Recent advancements in text-to-image (T2I) models like Stable Diffusion and Imagen have significantly improved the generation of high-resolution images from text descriptions. However, these models still face challenges such as artifacts, misalignments, and low aesthetic quality. For example, an image generated from the prompt “A panda riding a motorcycle” might display two pandas with distorted features and other undesired elements.
Inspired by the success of reinforcement learning from human feedback (RLHF) for large language models, we explored whether learning from human feedback (LHF) could enhance T2I models. In large language models, human feedback ranges from simple preference ratings to detailed responses. However, in T2I, feedback has been limited to preference ratings due to the complexity of fixing problematic images.
Rich Human Feedback for T2I
We designed a process to collect rich human feedback that is specific and easy to obtain, demonstrating its feasibility and benefits. Our contributions are threefold:
- RichHF-18K Dataset: We curated and released a dataset with feedback on 18,000 images generated by Stable Diffusion variants.

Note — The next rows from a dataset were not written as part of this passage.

PR #3403, opened 2020-08-17
EXPERIMENT: Figure out enclave_base_address without help from loader.

anakrish:
Initialize _enclave_rva to its own address:
   OE_EXPORT volatile void* _enclave_rva = &_enclave_rva;

Due to this an X64_RELATIVE relocation entry will be created for _enclave_rva.
Additionally, in the image and in the enclave before relocation,
_enclave_rva will have its own RVA value. This is asserted by the loader.

Thus, before relocation,
   (uint8_t*) &_enclave_rva - (uint64_t) _enclave_rva
will give the enclave's base address which is stored in another variable for use.
After relocation, the above expression will evaluate to zero.

### DIFF
--- a/enclave/core/sgx/globals.c
+++ b/enclave/core/sgx/globals.c
@@ -125,7 +125,8 @@ OE_EXPORT extern volatile const oe_sgx_enclave_properties_t
  *
  **/
 
-OE_EXPORT volatile uint64_t _enclave_rva;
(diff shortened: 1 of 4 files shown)


anakrish:
bors try

anakrish:
bors try

anakrish:
Experiment complete.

- RAHF Model: We trained a multimodal transformer model, Rich Automatic Human Feedback (RAHF), to predict human feedback, such as implausibility scores, artifact locations, and text misalignments.

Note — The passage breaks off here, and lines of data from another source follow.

PR #3408, opened 2020-08-18
Extend attestation certificate verifiers to support multiple OIDs

### LINKED ISSUE #3338: Extend oe_verify_attestation_certificate_with_evidence() to support multiple OIDs
`oe_verify_attestation_certificate()` is used to verify x.509 certificate with oe_report embedded in x.509 certificate extension ("1.2.840.113556.10.1.1").

`oe_verify_attestation_certificate_with_evidence()` was recently added to verify oe_evidence extension ("1.2.840.113556.10.1.2").

Since their OIDs are different, one function should be able to verify both extensions. The work here:
1. `oe_verify_attestation_certificate_with_evidence()` to verify both extension.
2. New OIDs were recently defined. Ensure `oe_verify_attestation_certificate()` and `oe_verify_attestation_certificate_with_evidence()` verify old and new OIDs:

OID | Purpose | Status | Assignment Date
-- | -- | -- | --
1.3.6.1.4.1.311.105.1 | OE SGX Report | Proposed | 8/8/2020
1.3.6.1.4.1.311.105.2 | OE SGX Evidence | Proposed | 8/8/2020

ryanhsu19:
Define new OIDs and enable both `oe_verify_attestation_certificate()` and `oe_verify_attestation_certificate_with_evidence()` to check for the latest extensions.

Add support for verification of OE reports to the function `oe_verify_attestation_certificate_with_evidence()`.

Fix #3338.


common/attest_plugin.c
```diff
@@ -321,6 +329,7 @@ oe_result_t oe_verify_attestation_certificate_with_evidence(
     size_t pub_key_buff_size = KEY_BUFF_SIZE;
     oe_claim_t* claims = NULL;
     size_t claims_length = 0;
+    uint8_t is_oe_evidence = 1;
```
yentsanglee, line 332: bool

include/openenclave/bits/evidence.h
```diff
@@ -25,6 +24,12 @@ OE_EXTERNC_BEGIN
     }
 #define X509_OID_FOR_OE_EVIDENCE_STRING "1.2.840.113556.10.1.2"
 
+#define X509_OID_FOR_NEW_OE_EVIDENCE_EXT                     \
+    {                                                        \
+        0x2A, 0x86, 0x48, 0x86, 0xF7, 0x14, 0x0A, 0x01, 0x02 \
```
yentsanglee, line 29: This OID does not match the string definition below

include/openenclave/internal/report.h
```diff
@@ -85,6 +85,12 @@ OE_STATIC_ASSERT(
     }
 #define X509_OID_FOR_QUOTE_STRING "1.2.840.113556.10.1.1"
 
+#define X509_OID_FOR_NEW_QUOTE_EXT                           \
+    {                                                        \
+        0x2A, 0x86, 0x48, 0x86, 0xF7, 0x14, 0x0A, 0x01, 0x01 \
```
yentsanglee, line 90: This OID does not match the string definition below

include/openenclave/bits/evidence.h
```diff
@@ -25,6 +24,12 @@ OE_EXTERNC_BEGIN
     }
 #define X509_OID_FOR_OE_EVIDENCE_STRING "1.2.840.113556.10.1.2"
 
+#define X509_OID_FOR_NEW_OE_EVIDENCE_EXT                     \
+    {                                                        \
+        0x2B, 0x06, 0x01, 0x04, 0x01, 0x82, 0x37, 0x69, 0x02 \
+    }
+#define X509_OID_FOR_NEW_OE_EVIDENCE_STRING "1.3.6.1.4.1.311.105.2"
```
mingweishih, line 31: Just a question, why do we need both format?

cc @yentsanglee

yentsanglee: The binary form to pass in to `mbedtls_x509write_crt_set_extension` to write to a certificate.
The string form to be compared with when parsing the certificate extension.

common/attest_plugin.c
```diff
@@ -338,40 +347,106 @@ oe_result_t oe_verify_attestation_certificate_with_evidence(
 
     //------------------------------------------------------------------------
     // Validate the report's trustworthiness
+    // Verify the remote report to ensure its authenticity.
+    // set enclave to NULL because we are dealing only with remote report now
     //------------------------------------------------------------------------
 
     // determine the size of the extension
     if (oe_cert_find_extension(
```
yentsanglee, line 355: The code in the four if blocks are almost identical. I'd suggest making an array of OIDs and perform in a loop:

`
oid_array = { oid_report_1, oid_report_2, oid_evidence_1, oid_evidence_2 };
for (n = 0; n < countof(oid_array); n++) {
    report_size = 0;
    if (oie_cert_find_extension(..., oid_array[n], ..., &report_size) == TOO_SMALL) {
        ....
        break;
    } 
}

if (n <2)
    // is report
else if (n < 4)
    // is evidence
else
    // no match
`

include/openenclave/bits/evidence.h
mingweishih: Is there any need for supporting such conversion? I'm asking because I implemented a simple oid parsing function (hex to string) when porting OpenSSL-based OE crypto APIs #3395  (https://github.com/openenclave/openenclave/pull/3395/files#diff-b1a9d4b221a2f293e70eee3421a9aa6dR1087).
This is just for supporting OpenSSL version of `oe_gen_custom_x509_cert`. Can you take a look?

yentsanglee: @mingweishih if oe_gen_custom_x509_cert() takes oid string as input, we don't need to provide the binary forms. That will be great.

mingweishih: Does that imply that the binary form is only needed by the mbedtls API (i.e., is the string format more common)? In that case, does it make sense to have `ext_oid` in the `oe_cert_config_t` to store the string format directly, and have the conversion function implemented in the mbedtls-based crypto layer instead of openssl-based one?

yentsanglee: The binary format is solely for the mbedtls API. The string format is more common and readable. However, the reason for having 2 forms is to eliminate the need for conversion. In your PR #3395, I see that you have to call _decode_oid_to_str() to convert to string. If that's the case for mbedtls too, then I'd suggest to have `ext_oid` to store the string form t avoid conversion.

common/attest_plugin.c
```diff
@@ -338,40 +351,78 @@ oe_result_t oe_verify_attestation_certificate_with_evidence(
...
-        NULL,
-        report,
-        report_size,
-        NULL,
-        0,
-        NULL,
-        0,
-        &claims,
-        &claims_length);
+    if (oid_array_index >= 2)
```
qiucwang, line 395:
```suggestion
    if (oid_array_index >= 2)    // oid_oe_evidence or oid_new_oe_evidence
```

common/attest_plugin.c
```diff
@@ -338,40 +351,78 @@ oe_result_t oe_verify_attestation_certificate_with_evidence(
...
+            report,
+            report_size,
+            NULL,
+            0,
+            NULL,
+            0,
+            &claims,
+            &claims_length);
+    }
+    else
```
qiucwang, line 410:
```suggestion
    else    oid_oe_report or oid_new_oe_report
```

common/attest_plugin.c
```diff
@@ -338,40 +351,78 @@ oe_result_t oe_verify_attestation_certificate_with_evidence(
...
-        0,
-        NULL,
-        0,
-        &claims,
-        &claims_length);
+    if (oid_array_index >= 2)
+    {
+        result = oe_verify_evidence(
+            // rely on the format UUID in the header. For attestation
+            // certificate, the report should always include the header.
```
qiucwang, line 399:
```suggestion
            // The format id parameter is NULL here as the format ID is embedded in 
            // the attestation header, which is always included in an attestation certificate.
```

common/attest_plugin.c
```diff
@@ -338,40 +351,78 @@ oe_result_t oe_verify_attestation_certificate_with_evidence(
...
+            0,
+            NULL,
+            0,
+            &claims,
+            &claims_length);
+    }
+    else
+    {
+        result = oe_verify_evidence(
+            // The UUID is OE_FORMAT_UUID_SGX_ECDSA_P256_REPORT for all OE
```
qiucwang, line 413:
```suggestion
            // The format id is OE_FORMAT_UUID_SGX_ECDSA_P256_REPORT for all OE
```

common/attest_plugin.c
```diff
@@ -322,6 +330,11 @@ oe_result_t oe_verify_attestation_certificate_with_evidence(
     oe_claim_t* claims = NULL;
     size_t claims_length = 0;
 
+    const char* oid_array[] = {
+        oid_oe_report, oid_new_oe_report, oid_oe_evidence, oid_new_oe_evidence};
+    size_t oid_array_index = 0;
+    size_t oid_array_count = sizeof(oid_array) / sizeof(oid_array[0]);
```
yentsanglee, line 336: OE_COUNTOF()

common/sgx/tlsverifier.c
```diff
@@ -115,15 +116,33 @@ oe_result_t oe_verify_attestation_certificate(
...
+    }
+    else
+    {
+        report = (uint8_t*)oe_malloc(report_size);
+        if (!report)
+            OE_RAISE(OE_OUT_OF_MEMORY);
 
-    report = (uint8_t*)oe_malloc(report_size);
-    if (!report)
-        OE_RAISE(OE_OUT_OF_MEMORY);
```
qiucwang, line 122: I saw there are only two oids here so you didn't use a loop like you did for `oe_verify_attestation_certificate_with_evidence()`. And I suggest to use structure like:
```
if(check(A))
{ process(A); }
else if(check(B))
{ process(B); }
else
{ raise fail; }
```
That might make other readers easier to follow the code.

tests/attestation_cert_apis/enc/enc.cpp
```diff
@@ -266,6 +316,14 @@ oe_result_t get_tls_cert_signed_with_key(
         "\nFrom inside enclave: verifying the certificate... %s\n",
         result == OE_OK ? "Success" : "Fail");
 
+    // validate cert with oe_verify_attestation_certificate_with_evidence() to
+    // ensure that the added report verifier part of the function works well
+    result = oe_verify_attestation_certificate_with_evidence(
+        output_cert, output_cert_size, sgx_enclave_claims_verifier, NULL);
+    OE_TRACE_INFO(
+        "\nFrom inside enclave: verifying the certificate... %s\n",
```
yentsanglee, line 324: Make this log different from line 316 so it's easier to tell which function fails.

common/attest_plugin.c
```diff
@@ -40,6 +44,50 @@ const char* OE_OPTIONAL_CLAIMS[OE_OPTIONAL_CLAIMS_COUNT] = {
 // Variables storing the verifier list.
 static oe_plugin_list_node_t* verifiers = NULL;
 
+// UUID for all OE reports generated by oe_get_report().
+static const oe_uuid_t _ecdsa_report_uuid = {
```
dthaler, line 48: add sgx to variable name

common/attest_plugin.c
```diff
@@ -40,6 +44,50 @@ const char* OE_OPTIONAL_CLAIMS[OE_OPTIONAL_CLAIMS_COUNT] = {
...
+    OE_FORMAT_UUID_SGX_ECDSA_P256_REPORT};
+
+// verify report user data against peer certificate
+static oe_result_t verify_report_user_data(
```
dthaler, line 52: Add sgx to function name.

Also this file is nominally a TEE-agnostic file, and should not normally have any SGX-only functions in this file.  Such code should be in a filename with "sgx" in the filename (or directory name)

dthaler: Specifically, I think this function should be down in the SGX plugin, rather than in the core plugin framework

include/openenclave/bits/evidence.h
```diff
@@ -25,6 +24,12 @@ OE_EXTERNC_BEGIN
     }
 #define X509_OID_FOR_OE_EVIDENCE_STRING "1.2.840.113556.10.1.2"
 
+#define X509_OID_FOR_NEW_OE_EVIDENCE_EXT                     \
```
mingweishih, line 27: I didn't see this define is used anywhere in the code. Am I missing something?

include/openenclave/internal/report.h
```diff
@@ -85,6 +85,12 @@ OE_STATIC_ASSERT(
     }
 #define X509_OID_FOR_QUOTE_STRING "1.2.840.113556.10.1.1"
 
+#define X509_OID_FOR_NEW_QUOTE_EXT                           \
```
mingweishih, line 88: I didn't see this define is used anywhere in the code. Am I missing something?

include/openenclave/bits/evidence.h
mingweishih: I think I'm referring to the consistency of our API regardless which crypto libraries is used. Do we have any API that takes oid as input? What I only know it's used internally in the `oe_generate_attestation_certificate` function, which I think it's fine to use hardcoded value there. I'm wondering if there is other case.

yentsanglee: There is no public APIs that take OID as input. All OID definitions are internal (either in `internal/evidence.h` or `internal/report.h`).

include/openenclave/bits/evidence.h
yentsanglee: X509_OID_FOR_NEW_OE_EVIDENCE_EXT is a recently agreed upon OID for evidence extension. It will be used for certificate generation in the next release. We want to ensure the verifiers can handle such OID before starting generating with the new OID.

include/openenclave/internal/report.h
yentsanglee: Same above - enable verifier scenario first.

include/openenclave/bits/evidence.h
mingweishih: Thanks for the clarification. Then, I think it makes sense to not doing the conversion by ourselves.

ryanhsu19:
bors try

- Model Improvements: We showed that using predicted feedback can improve image generation, with benefits extending to models like Muse.
Dataset Collection
We selected 17,000 images from the Pick-a-Pic training dataset, ensuring a diverse range of categories and types. These were split into 16,000 training samples and 1,000 validation samples, with an additional 1,000 images from the test set. Annotators examined each image, marked locations of issues, and rated the images on several metrics using a 5-point Likert scale.
Rich Feedback Prediction
Our RAHF model architecture integrates vision-language models, propagating text information to image tokens for heatmap and score prediction. It uses a single head for each prediction type: heatmap, score, and misalignment sequence. By augmenting prompts with task-specific strings, the model effectively learns to predict feedback types.
Model Performance
Case studies on common errors, like human hands, showed that RAHF accurately identifies artifacts. Quantitative analysis demonstrated that RAHF outperforms baseline models, such as fine-tuned ResNet-50, on most metrics for implausibility heatmap prediction.
Application of Feedback
The predicted feedback can be used to fine-tune generative models. For instance, filtering Muse model results with RAHF-predicted scores improved image quality. Using RAHF scores for Classifier Guidance in the Latent Diffusion model also enhanced specific aspects of image generation.
Region Inpainting
We used predicted heatmaps to mask problematic regions and applied Muse inpainting to generate improved images. This process resulted in images with fewer artifacts and better alignment with text prompts.